Barbara Goldberg

Kareem James Abu-Zeid 

Roger Sedarat 

Barbara Goldberg

Barbara Goldberg has authored six prize-winning books of poetry including The Royal Baker’s Daughter, winner of the Felix Pollak Poetry Prize. Her most recent book is Breaking & Entering: New and Selected Poems  (The Word Works 2022). Transformation: The Poetry of Translation, was the recipient of the Valentin Krustev Translation Award.  She and renowned Israeli poet Moshe Dor edited numerous anthologies of contemporary Israeli poetry including After the First Rain: Israeli Poems on War and Peace.

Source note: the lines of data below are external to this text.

PR #872, opened 2017-08-25
Reflector rework (for head blob announce)

kaykurokawa:
When running lbrynet as a reflector cluster, it previously did not use the stream info manager at all when receiving streams from clients. Thus a reflector cluster had no knowledge of streams and would  not be able to use head blob announce. 

This adds stream info manager to the reflector server, and uses this to mark blobs as "should_announce" or not. test_reflectory.py has been modified to check if the stream info is handled properly and blobs are marked as "should_announce" if appropriate.

### DIFF
--- a/lbrynet/reflector/server/server.py
+++ b/lbrynet/reflector/server/server.py
@@ -5,6 +5,8 @@ from twisted.internet import error, defer
 from twisted.internet.protocol import Protocol, ServerFactory
 from lbrynet.core.utils import is_valid_blobhash
 from lbrynet.core.Error import DownloadCanceledError, InvalidBlobHashError
+from lbrynet.core.StreamDescriptor import BlobStreamDescriptorReader
+from lbrynet.lbry_file.StreamDescriptor import save_sd_info
 from lbrynet.reflector.common import REFLECTOR_V1, REFLECTOR_V2
 from lbrynet.reflector.common import ReflectorRequestError, ReflectorClientVersionError
 
@@ -30,6 +32,7 @@ class ReflectorServer(Protocol):
         log.debug('Connection made to %s', peer_info)
         self.peer = self.factory.peer_manager.get_peer(peer_info.host, peer_info.port)
         self.blob_manager = self.factory.blob_manager
+        self.stream_info_manager = self.factory.stream_info_manager
         self.protocol_version = self.factory.protocol_version
         self.received_handshake = False
         self.peer_version = None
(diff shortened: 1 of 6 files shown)


lbrynet/reflector/server/server.py
```diff
@@ -63,7 +66,23 @@ def clean_up_failed_upload(self, err, blob):
...
+        should_announce = False
+        if response_key == RECEIVED_SD_BLOB:
+            sd_info = yield BlobStreamDescriptorReader(blob).get_info()
+            yield save_sd_info(self.stream_info_manager, sd_info)
+            yield self.stream_info_manager.save_sd_blob_hash_to_stream(sd_info['stream_hash'],
+                                                                       blob.blob_hash)
+            should_announce = True
+
+        else:
+            stream_hash = yield self.stream_info_manager.get_stream_of_blob(blob.blob_hash)
```
jackrobison: Why announce if the blob isn't an sd blob? If the sd blob hasn't completed, then stream hash would be none and the blob would have `should_announce` as false. If the sd blob had completed, then it and each subsequent stream blob received would have `should_announce` is true. If that's the desired behavior, then it should probably also go through any data blobs received before the sd blob completed and mark should_announce as true for them too.

kaykurokawa: should_announce is set to True if its a SD blob or if its a head blob (blob_num == 0) 

Since the first line of the function sets should_announce to False, all other blobs should have should_announce == False 

I don't think its possible to receive blobs from clients before receiving the sd blobs when receiving streams.

jackrobison: If the head blob was sent via reflector v1 before the sd blob, then only the sd blob would be announced. If the sd blob was also sent via reflector v1 it wouldn't be announced either, since the response key would be RECEIVED_BLOB.

These could be fixed by checking that the sd blob is known by the stream info manager in `handle_descriptor_request` and by scheduling an immediate_announce callLater for the head blob if it already exists when `_on_completed_blob` is called for a sd blob.

kaykurokawa:
Rebased to master 
Added a unit test in test_reflector to check blob v1 protocol does affect stream information

kaykurokawa:
I think this is good to merge, 

but noting here that there should probably a future change to Hash announcer for it to not announce invalid blobs, instead of doing it in set_should_announce()

kaykurokawa:
Adding this on top https://github.com/lbryio/lbry/pull/910 , so this single PR is all that's required for head blob announce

Goldberg received two fellowships from the National Endowment for the Arts as well as the Armand G. Erpf  award from Columbia University’s Translation Center. Her work appears in Best American Poetry, Paris Review, Poetry, The Gettysburg Review and elsewhere. She is Series Editor for the International Editions at The Word Works. 

Kareem James Abu-Zeid

Kareem James Abu-Zeid is an Egyptian-American born in Kuwait, has translated works by hundreds of Arabic authors. In addition to his numerous books and contributions to anthologies, Kareem’s translations have also been published, or are forthcoming, in The Washington Post, PBS, PEN America, Poetry Magazine, Granta, the Paris Review, and the Kenyon Review.  His translations have been reviewed in NPR’s All Things Considered, The New York Times, The Chicago Tribune, The Paris Review, World Literature Today, The New York Review of Books and elsewhere. 

Roger Sedarat

Roger Sedarat, an Iranian-American poet, scholar and translator, is an associate professor at Queens College, City University of New York’s MFA program.    His own work received the Tenth Gate Award for a poet in mid-career from the Word Works for Haji as Puppet: An Orientalist Burlesque.  Other books include Ghazal Games (Ohio UP) and Dear Regime: Letters to the Islamic RepublicHis most recent academic book is Emerson in Iran: The American Appropriation of Persian Poetry (SUNY Press). He is co-author and translator of Nature and Nostalgia in the Poetry of Nader Naderpour.   His renderings of classical and contemporary Persian verse have appeared in Poetry, Brooklyn Rail, Michigan Quarterly Review and elsewhere He is a 2015 recipient of the Willis Barnstone Prize for Literary Translation.